REQUIREMENT:
If a line in the data below contains the word "disable", copy it out.

DATASET RECORDS:

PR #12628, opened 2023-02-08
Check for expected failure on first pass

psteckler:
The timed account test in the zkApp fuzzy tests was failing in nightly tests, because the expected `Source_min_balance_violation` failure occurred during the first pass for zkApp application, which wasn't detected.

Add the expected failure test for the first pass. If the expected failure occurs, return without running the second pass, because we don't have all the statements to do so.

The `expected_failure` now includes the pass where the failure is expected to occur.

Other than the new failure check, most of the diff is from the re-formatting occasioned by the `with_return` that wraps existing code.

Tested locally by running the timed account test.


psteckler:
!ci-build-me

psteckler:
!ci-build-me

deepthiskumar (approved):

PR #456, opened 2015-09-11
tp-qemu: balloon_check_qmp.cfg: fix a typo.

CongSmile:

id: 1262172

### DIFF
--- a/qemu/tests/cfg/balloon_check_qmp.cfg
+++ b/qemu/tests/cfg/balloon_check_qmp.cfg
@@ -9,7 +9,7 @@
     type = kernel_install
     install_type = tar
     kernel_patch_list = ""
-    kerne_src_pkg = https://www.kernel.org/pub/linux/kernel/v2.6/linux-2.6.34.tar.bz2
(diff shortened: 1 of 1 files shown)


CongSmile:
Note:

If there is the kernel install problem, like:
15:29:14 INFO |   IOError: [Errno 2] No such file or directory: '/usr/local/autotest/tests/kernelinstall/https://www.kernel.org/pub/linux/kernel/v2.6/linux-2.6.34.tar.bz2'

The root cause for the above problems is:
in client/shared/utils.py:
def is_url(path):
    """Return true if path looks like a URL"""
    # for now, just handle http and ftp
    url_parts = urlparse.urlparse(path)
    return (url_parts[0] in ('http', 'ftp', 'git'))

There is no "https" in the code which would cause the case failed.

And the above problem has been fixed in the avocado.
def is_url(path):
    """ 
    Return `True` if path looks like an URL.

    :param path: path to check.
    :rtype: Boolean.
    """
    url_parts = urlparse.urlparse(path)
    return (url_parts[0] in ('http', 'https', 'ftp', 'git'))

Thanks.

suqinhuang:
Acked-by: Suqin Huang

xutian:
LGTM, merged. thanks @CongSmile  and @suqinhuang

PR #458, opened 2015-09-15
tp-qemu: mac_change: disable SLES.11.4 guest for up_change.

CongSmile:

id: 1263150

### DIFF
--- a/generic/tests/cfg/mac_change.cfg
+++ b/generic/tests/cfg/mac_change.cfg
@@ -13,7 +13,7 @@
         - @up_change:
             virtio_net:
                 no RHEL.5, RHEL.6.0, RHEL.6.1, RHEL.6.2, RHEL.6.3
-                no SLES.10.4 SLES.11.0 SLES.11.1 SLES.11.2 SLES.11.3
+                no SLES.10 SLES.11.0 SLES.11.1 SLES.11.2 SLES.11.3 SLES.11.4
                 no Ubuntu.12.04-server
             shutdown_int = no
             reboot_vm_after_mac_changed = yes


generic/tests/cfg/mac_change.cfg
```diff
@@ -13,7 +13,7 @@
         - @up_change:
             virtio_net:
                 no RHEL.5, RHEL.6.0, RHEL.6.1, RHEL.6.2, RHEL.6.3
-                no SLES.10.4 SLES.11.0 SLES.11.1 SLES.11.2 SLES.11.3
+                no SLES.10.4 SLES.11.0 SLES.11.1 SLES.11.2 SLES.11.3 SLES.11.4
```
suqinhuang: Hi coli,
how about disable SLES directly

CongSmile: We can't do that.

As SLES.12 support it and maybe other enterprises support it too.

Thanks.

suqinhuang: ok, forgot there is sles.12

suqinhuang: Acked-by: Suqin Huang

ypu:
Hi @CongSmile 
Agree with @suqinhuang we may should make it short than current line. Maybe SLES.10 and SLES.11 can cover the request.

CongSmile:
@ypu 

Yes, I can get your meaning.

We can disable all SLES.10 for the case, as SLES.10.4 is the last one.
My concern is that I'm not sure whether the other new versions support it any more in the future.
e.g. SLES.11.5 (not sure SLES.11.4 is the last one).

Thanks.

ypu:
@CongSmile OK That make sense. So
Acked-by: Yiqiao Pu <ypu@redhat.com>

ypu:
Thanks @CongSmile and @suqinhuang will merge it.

RESPONSE FOR THIS EXERCISE:
tp-qemu: mac_change: disable SLES.11.4 guest for up_change.
how about disable SLES directly
We can disable all SLES.10 for the case, as SLES.10.4 is the last one.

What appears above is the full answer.